ACTION ITEM: For the listing below, report all lines that hold the word "algorithm".

SOURCE RECORDS:
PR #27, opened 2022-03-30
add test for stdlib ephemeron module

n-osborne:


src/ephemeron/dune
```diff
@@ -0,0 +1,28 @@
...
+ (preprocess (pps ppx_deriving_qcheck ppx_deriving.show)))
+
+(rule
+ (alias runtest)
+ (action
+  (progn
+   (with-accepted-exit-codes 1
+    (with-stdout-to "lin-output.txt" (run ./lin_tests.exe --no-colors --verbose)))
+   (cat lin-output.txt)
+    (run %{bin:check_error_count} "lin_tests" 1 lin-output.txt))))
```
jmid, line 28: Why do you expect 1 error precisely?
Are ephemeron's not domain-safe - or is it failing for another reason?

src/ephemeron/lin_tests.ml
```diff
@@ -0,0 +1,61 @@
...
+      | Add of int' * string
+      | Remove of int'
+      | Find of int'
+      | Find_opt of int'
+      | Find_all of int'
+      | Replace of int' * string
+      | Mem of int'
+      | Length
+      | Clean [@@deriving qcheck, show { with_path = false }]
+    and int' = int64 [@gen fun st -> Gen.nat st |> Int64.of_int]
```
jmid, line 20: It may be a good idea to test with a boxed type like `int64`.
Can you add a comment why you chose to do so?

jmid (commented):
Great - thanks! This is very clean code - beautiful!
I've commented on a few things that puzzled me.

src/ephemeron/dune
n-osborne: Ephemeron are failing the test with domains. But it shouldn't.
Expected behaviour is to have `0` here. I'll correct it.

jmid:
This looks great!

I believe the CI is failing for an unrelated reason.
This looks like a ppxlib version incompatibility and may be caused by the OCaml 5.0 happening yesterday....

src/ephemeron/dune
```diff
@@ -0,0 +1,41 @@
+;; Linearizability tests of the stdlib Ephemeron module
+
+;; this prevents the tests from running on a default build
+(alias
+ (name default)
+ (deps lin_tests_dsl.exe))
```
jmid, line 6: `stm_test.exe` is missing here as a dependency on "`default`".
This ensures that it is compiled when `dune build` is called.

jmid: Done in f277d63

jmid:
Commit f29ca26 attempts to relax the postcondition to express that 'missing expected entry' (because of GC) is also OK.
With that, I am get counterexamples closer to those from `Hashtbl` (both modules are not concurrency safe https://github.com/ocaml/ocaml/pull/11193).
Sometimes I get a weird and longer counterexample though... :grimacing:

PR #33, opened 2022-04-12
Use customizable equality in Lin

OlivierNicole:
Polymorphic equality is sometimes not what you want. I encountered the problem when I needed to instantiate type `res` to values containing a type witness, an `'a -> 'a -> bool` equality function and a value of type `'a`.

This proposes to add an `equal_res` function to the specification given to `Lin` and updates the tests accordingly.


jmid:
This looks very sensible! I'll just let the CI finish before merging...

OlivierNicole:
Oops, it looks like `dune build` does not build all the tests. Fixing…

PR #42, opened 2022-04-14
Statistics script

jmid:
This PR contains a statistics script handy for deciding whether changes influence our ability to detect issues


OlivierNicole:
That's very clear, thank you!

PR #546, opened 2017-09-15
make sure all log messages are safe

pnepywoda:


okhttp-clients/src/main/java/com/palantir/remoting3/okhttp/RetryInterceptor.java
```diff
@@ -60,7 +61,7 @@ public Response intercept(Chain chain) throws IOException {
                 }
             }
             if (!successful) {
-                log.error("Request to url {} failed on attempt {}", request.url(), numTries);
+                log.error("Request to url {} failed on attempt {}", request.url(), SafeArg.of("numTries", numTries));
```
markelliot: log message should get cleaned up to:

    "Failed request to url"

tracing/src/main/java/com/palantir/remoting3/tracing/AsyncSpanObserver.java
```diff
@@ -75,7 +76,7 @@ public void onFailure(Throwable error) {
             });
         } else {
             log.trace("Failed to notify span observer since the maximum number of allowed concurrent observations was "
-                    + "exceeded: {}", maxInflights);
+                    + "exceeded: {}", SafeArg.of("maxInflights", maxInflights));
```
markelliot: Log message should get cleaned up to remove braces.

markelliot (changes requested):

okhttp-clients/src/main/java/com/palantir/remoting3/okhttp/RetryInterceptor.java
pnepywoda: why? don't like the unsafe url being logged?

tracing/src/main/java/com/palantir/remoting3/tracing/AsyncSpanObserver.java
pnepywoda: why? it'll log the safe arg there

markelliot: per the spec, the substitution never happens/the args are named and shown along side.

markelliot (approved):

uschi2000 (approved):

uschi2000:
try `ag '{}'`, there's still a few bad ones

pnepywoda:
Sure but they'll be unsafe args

---

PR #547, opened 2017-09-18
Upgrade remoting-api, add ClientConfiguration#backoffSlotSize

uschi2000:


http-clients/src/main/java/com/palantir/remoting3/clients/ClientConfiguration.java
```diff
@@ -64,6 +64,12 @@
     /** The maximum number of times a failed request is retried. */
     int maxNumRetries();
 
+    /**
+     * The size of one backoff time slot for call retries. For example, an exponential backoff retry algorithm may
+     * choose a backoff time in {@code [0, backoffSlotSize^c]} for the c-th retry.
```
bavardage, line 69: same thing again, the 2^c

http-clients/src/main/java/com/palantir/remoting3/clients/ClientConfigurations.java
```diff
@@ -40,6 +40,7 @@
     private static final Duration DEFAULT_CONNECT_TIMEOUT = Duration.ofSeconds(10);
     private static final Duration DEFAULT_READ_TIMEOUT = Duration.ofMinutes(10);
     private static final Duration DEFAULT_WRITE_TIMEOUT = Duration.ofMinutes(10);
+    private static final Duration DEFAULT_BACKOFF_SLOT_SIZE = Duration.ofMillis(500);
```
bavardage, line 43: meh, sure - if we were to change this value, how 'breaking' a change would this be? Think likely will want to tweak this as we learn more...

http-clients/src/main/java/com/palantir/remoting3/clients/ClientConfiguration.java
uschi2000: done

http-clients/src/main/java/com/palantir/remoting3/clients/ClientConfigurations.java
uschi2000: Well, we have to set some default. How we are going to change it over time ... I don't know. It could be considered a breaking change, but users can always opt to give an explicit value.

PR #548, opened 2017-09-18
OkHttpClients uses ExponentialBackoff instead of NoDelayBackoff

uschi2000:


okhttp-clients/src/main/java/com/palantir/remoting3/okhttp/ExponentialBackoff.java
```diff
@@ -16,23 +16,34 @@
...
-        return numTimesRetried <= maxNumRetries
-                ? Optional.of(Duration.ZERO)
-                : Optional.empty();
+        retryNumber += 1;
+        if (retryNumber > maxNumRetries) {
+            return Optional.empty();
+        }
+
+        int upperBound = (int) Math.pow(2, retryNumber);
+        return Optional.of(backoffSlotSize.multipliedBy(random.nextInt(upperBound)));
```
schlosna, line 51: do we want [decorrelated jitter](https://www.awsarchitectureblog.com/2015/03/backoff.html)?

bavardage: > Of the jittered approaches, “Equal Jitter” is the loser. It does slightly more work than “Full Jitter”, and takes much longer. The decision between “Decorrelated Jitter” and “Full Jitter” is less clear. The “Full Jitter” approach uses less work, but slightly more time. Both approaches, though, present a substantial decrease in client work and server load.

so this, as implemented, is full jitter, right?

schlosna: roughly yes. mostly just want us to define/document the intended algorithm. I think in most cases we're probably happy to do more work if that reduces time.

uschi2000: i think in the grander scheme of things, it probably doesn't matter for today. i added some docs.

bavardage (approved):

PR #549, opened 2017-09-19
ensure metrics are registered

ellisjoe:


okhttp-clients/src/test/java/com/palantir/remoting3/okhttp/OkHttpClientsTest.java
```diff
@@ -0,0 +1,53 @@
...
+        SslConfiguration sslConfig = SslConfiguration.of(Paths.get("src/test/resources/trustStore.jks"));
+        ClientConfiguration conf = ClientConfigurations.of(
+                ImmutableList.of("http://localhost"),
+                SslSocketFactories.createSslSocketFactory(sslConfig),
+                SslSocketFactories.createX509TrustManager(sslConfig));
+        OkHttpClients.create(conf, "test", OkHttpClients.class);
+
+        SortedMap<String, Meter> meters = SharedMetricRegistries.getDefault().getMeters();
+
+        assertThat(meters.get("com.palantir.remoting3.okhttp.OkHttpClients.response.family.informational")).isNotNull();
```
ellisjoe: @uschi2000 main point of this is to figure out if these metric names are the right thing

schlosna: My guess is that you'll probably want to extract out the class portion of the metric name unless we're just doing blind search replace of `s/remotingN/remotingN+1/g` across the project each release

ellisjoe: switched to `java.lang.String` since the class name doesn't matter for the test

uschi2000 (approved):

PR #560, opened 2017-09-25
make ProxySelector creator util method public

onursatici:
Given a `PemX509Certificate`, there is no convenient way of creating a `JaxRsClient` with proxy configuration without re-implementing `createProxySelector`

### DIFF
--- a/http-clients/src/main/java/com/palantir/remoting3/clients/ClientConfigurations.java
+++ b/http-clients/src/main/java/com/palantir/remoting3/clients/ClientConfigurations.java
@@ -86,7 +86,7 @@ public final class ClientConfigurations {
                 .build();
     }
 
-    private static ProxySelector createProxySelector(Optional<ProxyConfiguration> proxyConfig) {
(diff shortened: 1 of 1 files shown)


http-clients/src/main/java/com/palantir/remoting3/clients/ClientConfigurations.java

--

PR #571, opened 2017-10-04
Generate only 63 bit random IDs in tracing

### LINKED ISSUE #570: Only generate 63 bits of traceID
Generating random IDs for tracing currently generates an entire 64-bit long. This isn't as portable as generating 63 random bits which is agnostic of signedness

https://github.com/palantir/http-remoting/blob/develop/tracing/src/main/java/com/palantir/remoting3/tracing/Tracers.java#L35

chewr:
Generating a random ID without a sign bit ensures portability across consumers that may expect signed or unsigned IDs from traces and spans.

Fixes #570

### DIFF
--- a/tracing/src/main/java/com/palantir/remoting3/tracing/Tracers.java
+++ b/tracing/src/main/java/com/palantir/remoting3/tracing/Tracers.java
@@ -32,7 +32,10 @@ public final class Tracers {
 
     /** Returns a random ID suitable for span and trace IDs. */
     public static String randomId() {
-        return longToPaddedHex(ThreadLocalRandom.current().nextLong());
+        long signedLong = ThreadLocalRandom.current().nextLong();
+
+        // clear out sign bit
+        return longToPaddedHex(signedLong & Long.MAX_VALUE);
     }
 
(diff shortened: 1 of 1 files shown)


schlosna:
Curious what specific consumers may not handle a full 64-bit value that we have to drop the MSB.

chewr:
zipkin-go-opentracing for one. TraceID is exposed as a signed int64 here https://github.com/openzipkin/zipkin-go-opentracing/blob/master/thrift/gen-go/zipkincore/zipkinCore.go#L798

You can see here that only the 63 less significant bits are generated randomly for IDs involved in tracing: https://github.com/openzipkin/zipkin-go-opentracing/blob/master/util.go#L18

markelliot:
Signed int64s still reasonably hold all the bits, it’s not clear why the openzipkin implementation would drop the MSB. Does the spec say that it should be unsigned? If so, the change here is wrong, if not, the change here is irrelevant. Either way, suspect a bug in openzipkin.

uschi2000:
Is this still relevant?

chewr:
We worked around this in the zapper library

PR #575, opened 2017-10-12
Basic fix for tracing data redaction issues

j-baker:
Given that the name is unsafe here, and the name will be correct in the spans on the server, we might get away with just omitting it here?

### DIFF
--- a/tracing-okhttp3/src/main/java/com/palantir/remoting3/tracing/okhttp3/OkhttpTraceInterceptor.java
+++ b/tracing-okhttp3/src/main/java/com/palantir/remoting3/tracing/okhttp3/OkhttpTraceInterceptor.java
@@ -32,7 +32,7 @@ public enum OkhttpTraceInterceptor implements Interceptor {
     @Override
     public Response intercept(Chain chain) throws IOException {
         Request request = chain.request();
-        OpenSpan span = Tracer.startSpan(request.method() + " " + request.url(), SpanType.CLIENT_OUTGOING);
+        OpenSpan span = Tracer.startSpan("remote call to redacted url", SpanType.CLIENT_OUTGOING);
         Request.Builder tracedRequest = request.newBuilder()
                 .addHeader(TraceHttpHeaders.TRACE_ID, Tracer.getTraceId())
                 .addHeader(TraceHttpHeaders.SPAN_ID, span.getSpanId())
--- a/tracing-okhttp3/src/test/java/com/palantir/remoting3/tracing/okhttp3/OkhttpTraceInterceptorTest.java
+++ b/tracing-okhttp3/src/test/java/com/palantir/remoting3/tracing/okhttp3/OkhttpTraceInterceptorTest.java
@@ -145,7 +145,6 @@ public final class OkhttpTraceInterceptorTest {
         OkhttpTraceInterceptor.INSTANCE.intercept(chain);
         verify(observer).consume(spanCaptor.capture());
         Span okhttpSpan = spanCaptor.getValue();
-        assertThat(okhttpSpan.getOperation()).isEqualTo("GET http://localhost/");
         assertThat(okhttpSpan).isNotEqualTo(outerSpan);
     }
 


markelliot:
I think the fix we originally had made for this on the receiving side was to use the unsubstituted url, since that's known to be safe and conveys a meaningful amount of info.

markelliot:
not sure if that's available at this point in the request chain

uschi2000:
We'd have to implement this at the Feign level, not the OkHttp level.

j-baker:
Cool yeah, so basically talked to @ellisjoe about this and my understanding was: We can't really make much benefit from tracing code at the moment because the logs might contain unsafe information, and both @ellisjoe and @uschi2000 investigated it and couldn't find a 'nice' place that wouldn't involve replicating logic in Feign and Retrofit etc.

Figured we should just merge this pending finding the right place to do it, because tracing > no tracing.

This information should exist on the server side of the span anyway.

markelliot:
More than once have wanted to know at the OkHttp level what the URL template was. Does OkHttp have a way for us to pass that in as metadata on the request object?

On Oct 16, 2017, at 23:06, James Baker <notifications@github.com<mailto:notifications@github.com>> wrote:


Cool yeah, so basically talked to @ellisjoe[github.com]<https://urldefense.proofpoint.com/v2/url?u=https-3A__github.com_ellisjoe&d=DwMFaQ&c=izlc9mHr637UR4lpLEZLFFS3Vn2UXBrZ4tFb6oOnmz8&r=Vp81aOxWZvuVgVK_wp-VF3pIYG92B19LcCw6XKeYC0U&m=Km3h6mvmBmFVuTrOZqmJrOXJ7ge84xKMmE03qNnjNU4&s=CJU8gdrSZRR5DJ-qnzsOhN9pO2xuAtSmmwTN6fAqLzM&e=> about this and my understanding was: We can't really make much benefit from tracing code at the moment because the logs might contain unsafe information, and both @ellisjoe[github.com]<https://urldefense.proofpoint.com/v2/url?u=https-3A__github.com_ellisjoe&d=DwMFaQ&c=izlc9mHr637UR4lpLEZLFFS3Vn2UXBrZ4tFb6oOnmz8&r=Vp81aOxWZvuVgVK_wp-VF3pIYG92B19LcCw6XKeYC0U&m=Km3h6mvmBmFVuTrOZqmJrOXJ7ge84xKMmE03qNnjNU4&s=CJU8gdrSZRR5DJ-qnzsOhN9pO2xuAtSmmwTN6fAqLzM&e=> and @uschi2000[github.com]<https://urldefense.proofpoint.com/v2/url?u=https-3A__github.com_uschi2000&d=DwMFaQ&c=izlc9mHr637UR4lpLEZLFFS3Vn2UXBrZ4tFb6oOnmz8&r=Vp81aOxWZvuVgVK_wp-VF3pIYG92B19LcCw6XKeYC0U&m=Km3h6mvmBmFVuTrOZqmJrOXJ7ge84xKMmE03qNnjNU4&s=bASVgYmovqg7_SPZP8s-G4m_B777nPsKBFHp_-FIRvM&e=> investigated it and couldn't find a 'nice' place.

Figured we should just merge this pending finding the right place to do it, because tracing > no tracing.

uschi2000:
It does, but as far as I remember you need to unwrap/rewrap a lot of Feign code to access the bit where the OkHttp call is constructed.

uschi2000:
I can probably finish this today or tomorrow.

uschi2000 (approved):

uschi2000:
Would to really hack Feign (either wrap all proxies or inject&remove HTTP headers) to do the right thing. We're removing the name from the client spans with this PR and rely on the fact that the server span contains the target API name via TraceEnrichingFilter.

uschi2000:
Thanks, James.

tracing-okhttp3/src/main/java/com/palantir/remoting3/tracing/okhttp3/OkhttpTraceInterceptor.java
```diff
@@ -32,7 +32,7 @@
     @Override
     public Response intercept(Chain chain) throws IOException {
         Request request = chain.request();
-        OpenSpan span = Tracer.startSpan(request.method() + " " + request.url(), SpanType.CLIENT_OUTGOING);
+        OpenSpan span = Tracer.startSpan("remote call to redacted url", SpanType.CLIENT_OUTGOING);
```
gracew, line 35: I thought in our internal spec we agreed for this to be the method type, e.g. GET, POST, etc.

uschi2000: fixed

ANSWER TO THE EXERCISE:
+     * The size of one backoff time slot for call retries. For example, an exponential backoff retry algorithm may
schlosna: roughly yes. mostly just want us to define/document the intended algorithm. I think in most cases we're probably happy to do more work if that reduces time.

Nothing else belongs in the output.